Instagram. Snapchat. Facebook. Fitbits. We are all connected these days, sharing everything from our latest meal, to our new step goal. As a whole, we continue to share private information we wouldn’t have shared 10 to 15 years ago. Now, we find ourselves agonizing over what we should and should not share online. With every post, we must ask ourselves, how will this affect my job prospects? My relationship? My friendships? My relationship with my Grandma who is now (regrettably) on Instagram?
It used to be that professors and parents told the younger generation to be careful of what they post online – because you never know who might see it. The fear was that employers would check Facebook pages for any incriminating evidence among job applicants’ photos. However in 2017 things have gone full circle as we share our all-inclusive vacations and trendy bar nights on Instagram – if a potential employer doesn’t see a few of these photos pop in in social media feeds, they may be thinking ‘what is this person hiding?’
It’s interesting to take a step back and note that “privacy” is actually a concept of a modern society. Before 1500, people didn’t have walls and the notion of “privacy” did not exist. Privacy, as we’ve come to know and understand, is really only 150 years old, with our own homes, rooms, and beds. It’s just in the last few hundred years we have been craving privacy in our properties – and now our digital properties.
Ultimately, we want to share what we want, with precisely whom we want. When this freedom is taken away from users, public outcries pour in.

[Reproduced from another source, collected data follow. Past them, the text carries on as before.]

PR #556, opened 2021-02-11
Unique constraint for member ID in collections

### LINKED ISSUE #555: Avoid insertion of duplicate members in a collection
### I'm submitting a 
- [x] bug report.
- [ ] feature request.

### Current Behaviour:

Currently, a member with the same ID can be added multiple times in the same collection.
### Expected Behaviour:

Member ID in Collection database table should be unique and hydrus should raise and handle the integrity error everytime an object with existing ID is inserted in a collection. A response with 400 (Bad Request) code should be returned instead of a server error.

### Steps to reproduce:

- Make a PUT request to a Collection endpoint : `http://localhost:8080/serverapi/<collection_name>/<collection-id>`
- Insert an object again with same Object ID in JSON body using PUT request.

### Environment:
 
* python version
* pip version
* OS details

Yes

farazkhanfk7:
Fixes #555

### Checklist

### Description

- Previously,  a member with the same ID can be added multiple times in the same collection.
- Member ID in Collection database table is changed to a unique key and hydrus handles the integrity error and raises InstanceExists error if an object with existing ID is inserted in a collection. A response with 400 (Bad Request) code is returned.

```
{
    "@type": "Error",
    "description": "Instance of type Movie with ID c1b62361-e9c6-4185-b496-b74dff4fb8a4 already exists",
    "statusCode": 400,
    "title": "Instance already exists."
}
```

### DIFF
--- a/hydrus/data/db_models.py
+++ b/hydrus/data/db_models.py
@@ -16,6 +16,7 @@ from sqlalchemy import (
 )
 from sqlalchemy.engine import Engine
 from sqlalchemy.ext.declarative import declarative_base
+from sqlalchemy.schema import UniqueConstraint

In 2012, Instagram introduced an updated privacy setting in their Terms and Agreements that threatened privacy. Within 24 hours, co-founder Kevin Systrom posted an official blog – letting people know that, in response to public outrage, Instagram would be returning back to their original Terms and Agreements. Thenceforth, it was widely accepted that users want to share their life, but share it on their own terms.
However, we can be very hypocritical with the information we choose to make public, especially when it comes down to our personal health and fitness success. Devices, such as Fitbits and Apple Watches allow users to you see how many calories they’ve been burned and how many steps they’ve taken. But with these devices, there is no traditional doctor/patient privacy. Monitoring your health through a digital device is a bit like publishing your medical records online. And yet, unlike the outrage with Instagram, the mass public doesn’t seem to mind as the benefits outweigh the breach of privacy.
As a marketing agency, it’s important to know what’s happening in the world of privacy when user data is so important to advertising. We watch user’s behaviours, and yes, use that to benefit our clients. This includes remarketing digital ads to past website visitors and collecting email addresses for future promos. Ethically, we must always keep in mind users’ boundaries and permissions. But the wealth of data provided by users themselves undoubtedly makes it easy to advertise directly to a target market.